Мой старый добрый дружище Степлер молчал, смотря куда-то в точку за горизонт. Наверное, где-то в глубине души, он сам всегда понимал это, но не хотел себе признаться, потому, что люди склонны верить в хорошее. А может и не понимал, влюбившись в Раису Сиваченко по уши. Так или иначе, ему было очень хреново, гораздо хреновее чем мне, потому что я только что ответил на свой вопрос: «Нужна ли мне Катя или нет?», а он давно был уверен, что Раиса ему необходима, и вопросов никаких не задавал.
– А может они где-то решили перекантоваться? – вдруг ожил Лер. – Просто из-за нескольких дней не хотели платить квартплату за новый месяц проживания, например. И все, что ты сейчас сказал, Щербаков, это все бред твоего ёбн…го писательского мозга. А, Костян? Как тебе такой вариант?
Первая реакция при случившемся несчастье – это его отрицание.
– Ты думаешь, мне это все приятно, и Катя для меня пустой звук? – ответил я. – Ты думаешь, я в восторге, что девушка, с которой я провел год и собирался встречаться дальше, взяла и без объяснения нарезала?

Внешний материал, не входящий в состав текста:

PR #2785, opened 2025-01-31
Pluralize glob and file in labeler.yml

moradology:
Well, this is embarrassing. Need to pluralize `glob` and `file` when using `all` as opposed to `any`. Makes sense. Missed it. Going to test things first by changing target to `pull_request` rather than `pull_request_target`

TODO:

### DIFF
--- a/.github/labeler.yml
+++ b/.github/labeler.yml
@@ -1,4 +1,4 @@
 needs release notes:
   - all:
     - changed-files:
-      - all-glob-to-all-file: '!changes/*.rst'
+      - all-globs-to-all-files: '!changes/*.rst'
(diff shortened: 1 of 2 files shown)


moradology:
Naturally, perms are an issue. :facepalm:
image

moradology:
OK, the good news is that with the .rst added, this thing does, in fact, work. I will now revert to pull_request_target (which will fail for the above permissions issues). 
image

jhamman:
Thanks @moradology for the quick fix here.

moradology:
OK, the fix should be ready to go in and it should Just Work™

jhamman (approved):

PR #2795, opened 2025-02-04
create_array creates explicit groups

### LINKED ISSUE #2794: zarr v3 still generates implicit groups
### Zarr version

v3.0.2

### Numcodecs version

v0.15

### Python Version

3.12

### Operating System

Linux

### Installation

pip install zarr

### Description

Following https://zarr.readthedocs.io/en/stable/user-guide/groups.html#working-with-groups and doing
```
import zarr
root = zarr.open_group('group.zarr', mode='w')
z = root.create_array(name='foo/bar/baz', shape=(10000, 10000), chunks=(1000, 1000), dtype='int32')
```

This generates the following file hierarchy:
```
group.zarr
group.zarr/zarr.json
group.zarr/foo
group.zarr/foo/bar
group.zarr/foo/bar/baz
group.zarr/foo/bar/baz/zarr.json
```

Note the absence of a zarr.json file in the ``foo`` and ``foo/bar`` subdirectory, making them implicit groups, which have been removed in the Zarr V3 spec (https://github.com/zarr-developers/zarr-specs/pull/292)

So either zarr-python shouldn't accept a name like 'foo/bar/baz' for an array, or explicitly create groups

### Steps to reproduce

-

### Additional output

_No response_

d-v-b:
Fixes #2794. 
- `init_array` used to return a metadata object, and it would only create a single metadata document (the source of the bug reported in #2794). `init_array` is modified to create parent groups as needed, and it returns an `AsyncArray` instance, and accordingly it now takes a `config` parameter. 

A few off-target changes of note, that were necessary to make the above change smoother:
- The dict form of the `ArrayConfig` was renamed from `ArrayConfigLike` to `ArrayConfigParams`, and the name `ArrayConfigLike` is now used for the union of `ArrayConfig | ArrayConfigParams`. 
- Config parsing now happens in `AsyncArray.__init__`, instead of higher up, since we were already accepting `None` in that function this is a simplifying change.
- `create_array` tests are grouped in a test class. I combined some redundant tests.


d-v-b:
i can build the docs locally, so I'm confused why the build in ci is failing. Any ideas @dstansby ?

dstansby:
> i can build the docs locally, so I'm confused why the build in ci is failing. Any ideas @dstansby ?

Have you looked at the difference between the build here, and the last readthedocs build that passed to see if there's any obvious differences that could be causing the issue?

d-v-b:
it looks like in the last 20 hours all docs builds for PRs against `main` have failed with warnings like 
```
[AutoAPI] Reading files... [  2%] /home/docs/checkouts/readthedocs.org/user_builds/zarr/checkouts/2795/src/zarr/_version.py
WARNING: Unable to read file: /home/docs/checkouts/readthedocs.org/user_builds/zarr/checkouts/2795/src/zarr/_version.py [autoapi.not_readable]
[AutoAPI] Reading files... [  3%] /home/docs/checkouts/readthedocs.org/user_builds/zarr/checkouts/2795/src/zarr/creation.py
WARNING: Unable to read file: /home/docs/checkouts/readthedocs.org/user_builds/zarr/checkouts/2795/src/zarr/creation.py [autoapi.not_readable]
``` 

the only difference I can see between this and the successful builds is the lack of warnings, and thus the lack of failure. That's not super informative to me unfortunately.

dstansby:
Are all the dependencies being installed the same between a passing/failing build too?

d-v-b:
> Are all the dependencies being installed the same between a passing/failing build too?

as far as I can tell there are no differences in the docs build process, but it's possible that I missed something.

d-v-b:
since #2796 is failing for the same reasons, I feel confident that nothing in this PR is actually causing the docs build problems.

dcherian (approved):
I added a property test. Please take a look at the last commit.

tests/test_array.py
```diff
@@ -992,339 +932,397 @@ def test_auto_partition_auto_shards(
...
+        explicitly
+        """
+        with zarr.config.set({"array.write_empty_chunks": write_empty_chunks}):
+            arr = await create_array(store, shape=(2, 2), dtype="i4")
+            assert arr._config.write_empty_chunks == write_empty_chunks
+
+    @staticmethod
+    @pytest.mark.parametrize("zarr_format", [2, 3])
+    @pytest.mark.parametrize("path", [None, "", "/", "/foo", "foo", "foo/bar"])
+    async def test_name(store: Store, zarr_format: ZarrFormat, path: str | None) -> None:
```
dcherian, line 1304: this is the only test I reviewed. It looks good.

tests/test_properties.py
```diff
@@ -30,6 +31,24 @@ def test_roundtrip(data: st.DataObject, zarr_format: int) -> None:
...
+        if array.metadata.zarr_format == 2:
+            assert (
+                sync(array.store.get(f"{parent}/.zgroup", prototype=default_buffer_prototype()))
+                is not None
+            )
+        elif array.metadata.zarr_format == 3:
+            assert (
+                sync(array.store.get(f"{parent}/zarr.json", prototype=default_buffer_prototype()))
+                is not None
+            )
```
d-v-b, line 49: looks good, thanks for adding this. #2665 will include a function that makes retrieving an array or group from a path in storage that we can use instead of calling `store.get` here.

tests/test_array.py
```diff
@@ -992,339 +932,397 @@ def test_auto_partition_auto_shards(
...
+        """
+        Test that the value of write_empty_chunks is sensitive to the global config when not set
+        explicitly
+        """
+        with zarr.config.set({"array.write_empty_chunks": write_empty_chunks}):
+            arr = await create_array(store, shape=(2, 2), dtype="i4")
+            assert arr._config.write_empty_chunks == write_empty_chunks
+
+    @staticmethod
+    @pytest.mark.parametrize("zarr_format", [2, 3])
```
d-v-b, line 1302:
```suggestion
```
we don't actually need this parametrization here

Что в итоге я оказался даже не достоин банальных слов прощания, которые говорят при разрыве? – на какой-то момент я замолчал, а потом добавил: – В семь у тебя поезд и если ты прав, то все закончится хэппи эндом на перроне вокзала.
– А если прав ты? Чем все закончится? Как жить дальше, если прав ты? – в конце Степлер перешел на крик.
Я не знал, что ответить этому обескураженному красноярскому парню.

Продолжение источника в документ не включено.